## WHAT THE TASK REQUIRES
Return all lines below containing the word "area".

## PROVIDED RECORDS
PR #5903, opened 2023-08-23
Make language list more accessible

### LINKED ISSUE #5899: [A11Y] Language selector markup
**Describe the bug**

The language selector is inaccessible due to missing `href` on the anchor tags. Furthermore it is semantically incorrect as language switching is not linking to anything.

**To Reproduce**
1. Go to main page
2. Attempt to tab into the language selector
3. Observe that tab navigation skips over the language links

**Expected behavior**

The language links/buttons are focusable and operable using keyboard.

**Additional context**

- https://talk.getindico.io/t/keyboard-language-selector/3219
- https://talk.getindico.io/t/language-language-selector/3207
- https://talk.getindico.io/t/instructions-language-selector/3211
- https://www.w3.org/WAI/WCAG21/Understanding/labels-or-instructions
- https://www.w3.org/WAI/WCAG21/Understanding/language-of-page.html

foxbunny:
- Fix the button markup (change A to BUTTON)
- Add lang attribute as appropriate
- Expand the ARIA label for the menu button (NOTE: i18n needed)
- Increase target surface area of the language buttons

Fixes #5899

### DIFF
--- a/CHANGES.rst
+++ b/CHANGES.rst
@@ -30,6 +30,7 @@ Improvements
   persons (:pr:`5424`)
 - Include current language in page metadata (:pr:`5894`, thanks :user:`foxbunny`)
 - Add keyboard shortcut (CTRL-SHIFT-A) to toggle room booking admin override (:pr:`5909`)
+- Make language list accessible (:pr:`5903`)
 
 Bugfixes
 ^^^^^^^^
--- a/CHANGES.rst
+++ b/CHANGES.rst
@@ -30,7 +30,7 @@ Improvements
   persons (:pr:`5424`)
 - Include current language in page metadata (:pr:`5894`, thanks :user:`foxbunny`)
 - Add keyboard shortcut (CTRL-SHIFT-A) to toggle room booking admin override (:pr:`5909`)
-- Make language list accessible (:pr:`5903`)
+- Make language list accessible (:issue:`5899`, :pr:`5903`, thanks :user:`foxbunny`)
 
 Bugfixes
 ^^^^^^^^
--- a/indico/web/client/styles/widgets/_session-bar.scss
+++ b/indico/web/client/styles/widgets/_session-bar.scss
@@ -1,0 +1,35 @@
+// This file is part of Indico.
+// Copyright (C) 2002 - 2023 CERN
+//
+// Indico is free software; you can redistribute it and/or
+// modify it under the terms of the MIT License; see the
+// LICENSE file for more details.
+
+@use 'base/palette' as *;
+
+#language-list {
+  padding-top: 0.5em;
+  padding-bottom: 0.5em;
+
+  button {
+    width: 100%;
+    padding: 0.5em 0.2em;
+    font-size: inherit;
+    border: none;
+    background: transparent;
+    text-align: left;
+  }
+
+  button:not(:disabled) {
+    cursor: pointer;
+    color: $dark-blue;
+  }
+
+  button:is(:hover, :focus-visible) {
+    color: inherit;
+  }
+
+  button:disabled {
+    color: $dark-gray;
+  }
+}
--- a/indico/web/templates/_session_bar.html
+++ b/indico/web/templates/_session_bar.html
@@ -171,40 +171,45 @@
         {%- if ambiguous and territory %} ({{ territory }}){% endif -%}
     {%- endset %}
     {% if lightweight %}
+        {# FIXME: [A11Y] Replace with button with appropriate state (requires new dropdown impl.) #}
         <a id="language-selector-link"
-           href=""
+           href="#language-list"
+           data-ignore-href="true"
            class="{{ 'arrow' if can_choose }} js-dropdown" {% if can_choose %}data-toggle="dropdown"{% endif %}>
             {%- trans %}My language ({{ language }}){% endtrans %}
         </a>
     {% else %}
         <button id="language-selector-link" class="icon-earth i-button {{ 'arrow js-dropdown' if can_choose }}"
-                {% if can_choose %}data-toggle="dropdown"{% else %}disabled{% endif %}>
+                {% if can_choose %}data-toggle="dropdown"{% else %}disabled{% endif %}
+                aria-label="{% trans %}The current language is {{ language }}. Use a different language.{% endtrans %}">
             {{- language -}}
         </button>
     {% endif %}
     {% if can_choose %}
-        <ul class="i-dropdown">
+        <ul id="language-list" class="i-dropdown">
             {% for name, (title, territory, __) in languages|dictsort(by='value') %}
+                {% set html_lang = name.replace('_', '-') %}
                 <li>
                     {% if force_locale and name not in force_locale_alts %}
-                        <a class="disabled" title="{% trans %}This language is not available here.{% endtrans %}">
+                        <button disabled title="{% trans %}This language is not available here.{% endtrans %}" lang="{{ html_lang }}">
                             {{- title -}}
                             {%- if territory %} ({{ territory }}){% endif -%}
-                        </a>
+                        </button>
                     {% elif name == session.lang %}
-                        <a class="disabled" title="{% trans %}This is your current language.{% endtrans %}">
+                        <button disabled title="{% trans %}This is your current language.{% endtrans %}" lang="{{ html_lang }}">
                             {{- title -}}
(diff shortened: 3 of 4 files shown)


foxbunny:
For now I'm going to leave the conversion to a `<form>` alone. I'll first convert the session bar into a pull-down menu as we've discussed, and then I'll circle back to this.

indico/web/client/styles/widgets/_session-bar.scss
```diff
@@ -0,0 +1,35 @@
+// This file is part of Indico.
+// Copyright (C) 2002 - 2023 CERN
+//
+// Indico is free software; you can redistribute it and/or
+// modify it under the terms of the MIT License; see the
+// LICENSE file for more details.
+
+@use 'base/palette' as *;
+
+#language-list {
```
ThiefMaster, line 10: It's usually better to use classes for styling instead of IDs. And this may be a good case for scss nesting:

```scss
.session-bar-language-list {
  // ...

  button {
    //...
  }
}
```

indico/web/templates/_session_bar.html
```diff
@@ -171,40 +171,45 @@
...
+           href="#language-list"
+           data-ignore-href="true"
            class="{{ 'arrow' if can_choose }} js-dropdown" {% if can_choose %}data-toggle="dropdown"{% endif %}>
             {%- trans %}My language ({{ language }}){% endtrans %}
         </a>
     {% else %}
         <button id="language-selector-link" class="icon-earth i-button {{ 'arrow js-dropdown' if can_choose }}"
-                {% if can_choose %}data-toggle="dropdown"{% else %}disabled{% endif %}>
+           {% if can_choose %}data-toggle="dropdown"{% else %}disabled{% endif %}
+           aria-label="{% trans %}The current language is {{ language }}. Use a different language.{% endtrans %}">
```
ThiefMaster, line 184: we usually align attributes under the first attribute of the previous line

indico/web/templates/_session_bar.html
```diff
@@ -171,40 +171,45 @@
...
-                        <a class="disabled" title="{% trans %}This is your current language.{% endtrans %}">
+                        <button disabled data-qtip-oldtitle="{% trans %}This is your current language.{% endtrans %}" lang="{{ html_lang }}">
                             {{- title -}}
                             {%- if territory %} ({{ territory }}){% endif -%}
-                        </a>
+                        </button>
                     {% else %}
-                        <a data-href="{{ url_for('core.change_lang') }}"
+                        <button data-href="{{ url_for('core.change_lang') }}"
                            data-method="POST"
```
ThiefMaster, line 205:
```suggestion
                        <button data-href="{{ url_for('core.change_lang') }}"
                                data-method="POST"
```

(also adapt the indentation below)

ThiefMaster:
Besides those small issues it looks and works really well though! Only thing I'd look into is changing the padding/margin of the individual language entries a bit.

indico/web/client/styles/widgets/_session-bar.scss
foxbunny: > It's usually better to use classes for styling instead of IDs. And this may be a good case for scss nesting:

I use `id` when it's a single element on the page as in this case. This makes it more obvious that this element is not going to be used in multiple places, and makes editing CSS safer. The idea that "classes are better" is quite an old opinion that has to do with inefficiency of the ID-based selector in the past, and today is no longer valid. In fact, much of the problems people claim is CSS's fault comes from the overuse of classes. I only use classes in two situiations:

- when I need to mark a group of elements that are *semantically* related and need to be differentiated from other elements
- when the element needs to be styled independently of its context (portable)

In this case, the language list does not satisfy the conditions.

As far as nesting goes, I tend to use explicit selectors when the selector is not intended to be `@extend`ed later.

Let me know if you would still insist to have these changed regardless.

ThiefMaster:
> Only thing I'd look into is changing the padding/margin of the individual language entries a bit, they feel larger than before.

Just noticed that this is likely intentional ("Increase target surface area of the language buttons") so nevermind.

indico/web/client/styles/widgets/_session-bar.scss
ThiefMaster: OK, fine for me. i'd still use nesting though ;)

foxbunny:
> Besides those small issues it looks and works really well though! Only thing I'd look into is changing the padding/margin of the individual language entries a bit, they feel larger than before.

This is to increase their target size. Since we're not touching font sizes as of right now, it looks larger than it should be. Ideally I would also increase the font size.

indico/web/templates/_session_bar.html
```diff
@@ -171,40 +171,45 @@
...
     {% endif %}
     {% if can_choose %}
-        <ul class="i-dropdown">
+        <ul id="language-list" class="i-dropdown">
             {% for name, (title, territory, __) in languages|dictsort(by='value') %}
+                {% set html_lang = name.replace('_', '-') %}
                 <li>
                     {% if force_locale and name not in force_locale_alts %}
-                        <a class="disabled" title="{% trans %}This language is not available here.{% endtrans %}">
+                        <button disabled data-qtip-oldtitle="{% trans %}This language is not available here.{% endtrans %}" lang="{{ html_lang }}">
```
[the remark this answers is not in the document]
foxbunny: Indeed it does not. I'll figure it out.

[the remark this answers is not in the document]
ThiefMaster: assuming you tested with `title="..."` and it didn't work, this is probably because disabled elements do not receive events.

a possible solution could be going back to `a` elements and just adding `href="#"` - as long as the default event is prevented hat wouldn't be an issue, and they'd hopefully be accessible nonetheless.

putting the title on the `li` could also be an option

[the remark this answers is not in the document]
foxbunny: So it doesn't work with `disabled` buttons, which is, in fact, correct. I'll keep this as a `title` attribute in order to keep the translation text, and it doesn't really hurt. Since these buttons are not clickable anyway it should be fine.

The other disabled button, for the unavailable language may need additional explanation. I'm not sure the one provided in the tooltip is sufficient, though. To me it is still not clear why it is unavailable and what the user can do to rectify it. May be better to simply not render such languages to begin with?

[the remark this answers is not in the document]
ThiefMaster: "unavailable languages" are part of the 'force event languages' feature where an event can specify that it wants to allow the indico UI to only be shown in certain languages, e.g. because of event organizers who do not want mixed language content.

you can test this by creating an event and on the main event settings page setting a specific event language and toggling the 'force' switch:

image

the idea of showing the disabled languages is so a user knows why the language the may be using indico in at other times is suddenly not available.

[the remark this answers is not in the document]
foxbunny: > disabled elements do not receive events.

And they are explicitly filtered out in the tooltip code.


> the idea of showing the disabled languages is so a user knows why the language the may be using indico in at other times is suddenly not available.

What do you think about the following idea. Once we implement the new pull-down menu (with larger surface area) we could express this by saying:

"The following languages are disabled for this event:"

indico/web/client/styles/widgets/_session-bar.scss
foxbunny: > OK, fine for me. i'd still use nesting though ;)

What's your preference regarding what nesting should represent? I generally avoid nesting to represent the relative relationships of elements because fixing that in a nested block is more work than fixing it in a combinator.

ThiefMaster: I usually use it to avoid repetition. And in this case it nicely 'namespaces' the rules since they are all related to one parent component

CHANGES.rst
```diff
@@ -29,6 +29,7 @@ Improvements
 - Support generating tickets and badges for each of the registrant's accompanying
   persons (:pr:`5424`)
 - Include current language in page metadata (:pr:`5894`, thanks :user:`foxbunny`)
+- Make language list accessible (:pr:`5903`)
```
ThiefMaster, line 32:
```suggestion
- Make language list accessible (:issue:`5899`, :pr:`5903`, thanks :user:`foxbunny`)
```

(#5899 is related to this PR or even solved by it, no?)

ThiefMaster (approved):

PR #5907, opened 2023-08-25
Add hard expiration to Flask session

cbartz:
This PR adds the ability to set a hard expiration for the Flask session. This can be used in conjunction with a Flask Multipass identity provider that specifies the session expiration. See [this](https://talk.getindico.io/t/enhancing-multipass-saml-authentication-automated-refresh-for-extended-sessions/3223) post for more details on use cases and implementation considerations.

### DIFF
--- a/CHANGES.rst
+++ b/CHANGES.rst
@@ -40,6 +40,9 @@ Improvements
 - Support weekly room bookings that take place on multiple weekdays (:pr:`5829`, :issue:`5806`)
 - Hide events marked as invisible from builtin search results unless the user is a manager
   (:pr:`5947`, thanks :user:`openprojects`)
+- Support sessions that expire at a certain date (specified by the used flask-multipass
+  provider) regardless of activity when using an external login method (:pr:`5907`, thanks
+  :user:`cbartz`)
 
 Bugfixes
 ^^^^^^^^
--- a/indico/modules/auth/__init__.py
+++ b/indico/modules/auth/__init__.py
@@ -4,6 +4,7 @@
 # Indico is free software; you can redistribute it and/or
 # modify it under the terms of the MIT License; see the
 # LICENSE file for more details.
+from datetime import datetime
 
 from flask import redirect, request, session
 from flask_multipass import MultipassException
@@ -71,6 +72,11 @@ def process_identity(identity_info):
         identity.data = identity_info.data
     if user.is_blocked:
         raise MultipassException(_('Your Indico profile has been blocked.'))
+
+    if session_expiry := identity.multipass_data.get('session_expiry'):
+        if not isinstance(session_expiry, datetime):
+            raise ValueError('Session expiry must be a datetime object')
+        session.hard_expiry = identity.multipass_data['session_expiry']
     login_user(user, identity)
 
 
--- a/indico/modules/auth/__init__.py
+++ b/indico/modules/auth/__init__.py
@@ -4,6 +4,7 @@
 # Indico is free software; you can redistribute it and/or
 # modify it under the terms of the MIT License; see the
 # LICENSE file for more details.
+
 from datetime import datetime
 
 from flask import redirect, request, session
--- a/indico/modules/auth/__init__.py
+++ b/indico/modules/auth/__init__.py
@@ -32,6 +32,12 @@ logger = Logger.get('auth')
 @multipass.identity_handler
 def process_identity(identity_info):
     logger.info('Received identity info: %s', identity_info)
+
+    if session_expiry := identity_info.multipass_data.get('session_expiry'):
+        if not isinstance(session_expiry, datetime):
+            raise ValueError('Session expiry must be a datetime object')
+        session.hard_expiry = session_expiry
+
     identity = Identity.query.filter_by(provider=identity_info.provider.name,
                                         identifier=identity_info.identifier).first()
     if identity is None:
@@ -74,10 +80,6 @@ def process_identity(identity_info):
     if user.is_blocked:
         raise MultipassException(_('Your Indico profile has been blocked.'))
 
-    if session_expiry := identity.multipass_data.get('session_expiry'):
-        if not isinstance(session_expiry, datetime):
-            raise ValueError('Session expiry must be a datetime object')
-        session.hard_expiry = identity.multipass_data['session_expiry']
     login_user(user, identity)
 
 
--- a/indico/modules/auth/__init__.py
+++ b/indico/modules/auth/__init__.py
@@ -33,7 +33,7 @@ logger = Logger.get('auth')
 def process_identity(identity_info):
     logger.info('Received identity info: %s', identity_info)
 
-    if session_expiry := identity_info.multipass_data.get('session_expiry'):
+    if (multipass_data := identity_info.multipass_data) and (session_expiry := multipass_data.get('session_expiry')):
         if not isinstance(session_expiry, datetime):
             raise ValueError('Session expiry must be a datetime object')
         session.hard_expiry = session_expiry
--- a/indico/modules/auth/auth_test.py
+++ b/indico/modules/auth/auth_test.py
@@ -1,0 +1,47 @@
+# This file is part of Indico.
+# Copyright (C) 2002 - 2023 CERN
+#
+# Indico is free software; you can redistribute it and/or
+# modify it under the terms of the MIT License; see the
+# LICENSE file for more details.
+
+from datetime import datetime, timezone
+
+import pytest
+from flask import session
+from flask_multipass import IdentityInfo, Multipass
+from flask_multipass.providers.static import StaticIdentityProvider
+
+from indico.modules.auth import process_identity
+
+
+@pytest.mark.usefixtures('database')
+def test_process_identity_sets_hard_expiry(app):
+    """Test that hard expiry is set on the session object if it is present in the multipass data."""
+    dt_now = datetime.now(timezone.utc)
+    identity_info = IdentityInfo(
+        provider=StaticIdentityProvider(
+            multipass=Multipass(), name='static', settings={}
+        ),
+        identifier='static', multipass_data={'session_expiry': dt_now}
+    )
+
+    with app.test_request_context('/ping', method='GET'):
+        process_identity(identity_info)
+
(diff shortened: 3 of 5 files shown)


indico/web/flask/session_test.py
```diff
@@ -0,0 +1,58 @@
...
+
+    with pytest.raises(ValueError):
+        session.hard_expiry = datetime(2021, 1, 1, 0, 0, 0)
+
+
+def test_get_storage_lifetime_with_hard_expiry(app, mocker):
+    """Test that the storage lifetime is the hard expiry."""
+    dt_mock = Mock(spec_set=datetime)
+    dt_now = dt_mock.now.return_value = datetime.now(timezone.utc)
+    mocker.patch('indico.web.flask.session.datetime', dt_mock)
```
ThiefMaster, line 29: I think you may be able to avoid manually mocking datetime altgeother and instead use our `freeze_time` pytest fixture.

CHANGES.rst
```diff
@@ -29,6 +29,8 @@ Improvements
 - Support generating tickets and badges for each of the registrant's accompanying
   persons (:pr:`5424`)
 - Include current language in page metadata (:pr:`5894`, thanks :user:`foxbunny`)
+- Add the ability to use Flask sessions that don't refresh, if supported by the
+  Flask-Multipass identity provider.
```
ThiefMaster, line 33:
```suggestion
  Flask-Multipass identity provider (:pr:`5907`, thanks :user:`cbartz`)
```

indico/web/flask/session.py
```diff
@@ -153,16 +169,19 @@ def get_cookie_secure(self, app):
         return request.is_secure
 
     def get_storage_lifetime(self, app, session):
+        # Sessions with hard expiry are stored for exactly as long as they are valid.
         # Permanent sessions are stored for exactly the same duration as the session id cookie.
         # "Temporary" session are stored for a period that is not too short/long as some people
         # close their browser very rarely and thus shouldn't be logged out that often.
-        if session.permanent:
+        if session.hard_expiry:
+            return session.hard_expiry - datetime.now(timezone.utc)
```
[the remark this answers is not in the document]
cbartz: Do you want to set `app.permanent_session_lifetime` or `self.temporary_session_lifetime` to this value?

In my opinion, this value should only apply to this specific session, as the value might vary from session to session, and other users who are not using an identity provider with hard expiration should not be affected.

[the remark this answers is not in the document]
ThiefMaster: no i mean something like this:

```py
session_lifetime = ...
if session.hard_expiry:
    return max(session.hard_expiry, session_lifetime)
return session_lifetime
```

(pseudocode-ish, i didn't bother between relative/absolute times for the eaxmple)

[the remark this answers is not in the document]
cbartz: Mhh, sorry, I am not quite getting the point here. So the lifetime in storage would be the maximum of any of the lifetimes, so potentially longer than `session.hard_expiry - datetime.now(timezone.utc)`. What would be the benefit?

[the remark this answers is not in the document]
ThiefMaster: I meant `min()` in my example of course ;)

indico/modules/auth/auth_test.py
```diff
@@ -0,0 +1,47 @@
...
+
+import pytest
+from flask import session
+from flask_multipass import IdentityInfo, Multipass
+from flask_multipass.providers.static import StaticIdentityProvider
+
+from indico.modules.auth import process_identity
+
+
+@pytest.mark.usefixtures('database')
```
ThiefMaster, line 18:
```suggestion
@pytest.mark.usefixtures('db')
```

database is session-scoped (creates the actual tables etc) and rather low-level while `db` does the proper setup of the sqlalchemy sessions, prevents data from being permanently committed to the test DB, etc.

indico/modules/auth/auth_test.py
```diff
@@ -0,0 +1,47 @@
...
+        identifier='static', multipass_data={'session_expiry': dt_now}
+    )
+
+    with app.test_request_context('/ping', method='GET'):
+        process_identity(identity_info)
+
+        assert session.hard_expiry == dt_now
+
+
+@pytest.mark.usefixtures('database')
```
ThiefMaster, line 35:
```suggestion
@pytest.mark.usefixtures('db')
```

indico/web/flask/session.py
```diff
@@ -208,18 +233,17 @@ def save_session(self, app, session, response):
...
             # are saving the session anyway!
             session.permanent = True
 
         storage_ttl = self.get_storage_lifetime(app, session)
-        cookie_lifetime = self.get_expiration_time(app, session)
-        session['_expires'] = datetime.now() + storage_ttl
-
-        if refresh_sid:
-            self.storage.delete(session.sid)
-            session.sid = self.generate_sid()
```
ThiefMaster, line 222: Why did you remove this? It's a security issue ("session fixation") to not reset the session ID when logging in/logging out

cbartz: This was a mistake. Mea culpa.

ThiefMaster:
Just wondering... should there some kind of indicator that the session will expire soon when someone uses this feature? It'd be a bit disruptive if someone is e.g. writing an abstract or minutes for an event and does not realize that the session will expire in a few minutes!

ThiefMaster:
We do use flash messages in a few places, but IMHO it would be nicer to actually expose the session expiry to the client, and show a warning dialog client-side that the session will soon expire (with the option to refresh it (by going through the login again)) when getting close to the expiry.

SegiNyn:
> but IMHO it would be nicer to actually expose the session expiry to the client, and show a warning dialog client-side that the session will soon expire (with the option to refresh it (by going through the login again)) when getting close to the expiry.

Hi @ThiefMaster, we were also proposing an expiration dialog of this nature to warn users when the session is about to expire and give them the opportunity to refresh:
Screenshot 2023-10-02 at 17 10 40
Screenshot 2023-10-02 at 17 10 54

is this something we can coordinate with this pr?

cc @OmeGak

SegiNyn:
Sending a pr to @cbartz's branch sounds good to me.

indico/modules/auth/__init__.py
```diff
@@ -30,6 +32,12 @@
 @multipass.identity_handler
 def process_identity(identity_info):
     logger.info('Received identity info: %s', identity_info)
+
+    if session_expiry := identity_info.multipass_data.get('session_expiry'):
```
SegiNyn, line 36: Hi @cbartz, please does this work when logging in with a local account? I'm getting a `AttributeError: 'NoneType' object has no attribute 'get'` when logging in with a local account.

ThiefMaster: the `multipass_data` is `None` for local accounts. so this is currently a bug in the PR

SegiNyn: Okay, thanks

SegiNyn:
Hi @ThiefMaster, I have sent a PR to @cbartz's branch here: https://github.com/cbartz/indico/pull/1 There are still some problems with it like some resources being fetched when opening the dialog which refreshes the session. You won't see this if you run indico with the `-q` flag because those requests will be silenced in the logs but they still reach the app and refresh the session.

ThiefMaster:
Try this to prevent those requests from refreshing the session:

```patch
diff --git a/indico/web/flask/session.py b/indico/web/flask/session.py
index 8637f295c4..1d7fc785dd 100644
--- a/indico/web/flask/session.py
+++ b/indico/web/flask/session.py
@@ -162,6 +162,9 @@ class IndicoSessionInterface(SessionInterface):
             return self.temporary_session_lifetime

     def should_refresh_session(self, app, session):
+        if (request.blueprint == 'assets' or
+                (request.blueprint.startswith('plugin_') and request.endpoint.endswith('.static'))):
+            return False
         if session.new or '_expires' not in session:
             return False
         threshold = self.get_storage_lifetime(app, session) / 2
```

indico/web/templates/indico_new_base.html
```diff
@@ -25,4 +26,7 @@
         {{ render_announcements() }}
     {% endblock %}
     {% block body %}{% endblock %}
+    {% block session_expiration %}
```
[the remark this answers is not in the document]
SegiNyn: Yes, sorry this is a leftover that's not being used

ThiefMaster:
I forcepushed some cleanups and also getting rid of those merge commits while rebasing

ThiefMaster:
@SegiNyn  some feedback after testing this:

- I think the `RequestConfirm` component is not a good choice here. It's meant for confirmation of possibly destructive actions. For example, it has no option to only show one button (OK and Cancel doing the same is bad UX) nor to not close when clicking outside the dialog.
- Sending the user back to the login page only makes sense if there's a hard expiry date set for the session (and thus no possibility of refreshing it). Otherwise a request to an endpoint that simply refreshes its lifetime (as is the case during regular Indico usage) should be made which is much less intrusive (imagine you're writing minutes or an abstract and get this message - you do not expect a redirect, and in most cases it would not be necessary).

ThiefMaster:
Also, considering that the dialog still needs a bit of work and is not as straightforward as I originally thought, I'm thinking about merging this PR without the dialog stuff tomorrow (3.3 is under development so having no indicator of a soon-expiring session for the time being is fine). That way we avoid the indirection of PRs to a fork, and reviewing the dialog stuff properly will be easier...

SegiNyn:
hi @ThiefMaster, Yes I did notice the issue with the buttons which basically do the same thing but I had not thought of how disruptive it would be to refresh the page while the user is filling in an abstract. So I can add a custom dialog for this part. It's ok for me if you merge this pr with the hard expiry and then I create a different one for the dialog. I'm not going to be in tomorrow so I cannot work on it until Monday anyway.

ThiefMaster (approved):

ThiefMaster:
@SegiNyn I pushed a branch containing your changes, rebased on top of the latest master, to `session-expiry-with-dialog` in my indico fork. It contains some fixes I did on top of your code so it might be good for you to reset your local branch to that one.

cbartz:
Thanks for merging the PR @ThiefMaster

## RESULT
- Increase target surface area of the language buttons
Just noticed that this is likely intentional ("Increase target surface area of the language buttons") so nevermind.
What do you think about the following idea. Once we implement the new pull-down menu (with larger surface area) we could express this by saying:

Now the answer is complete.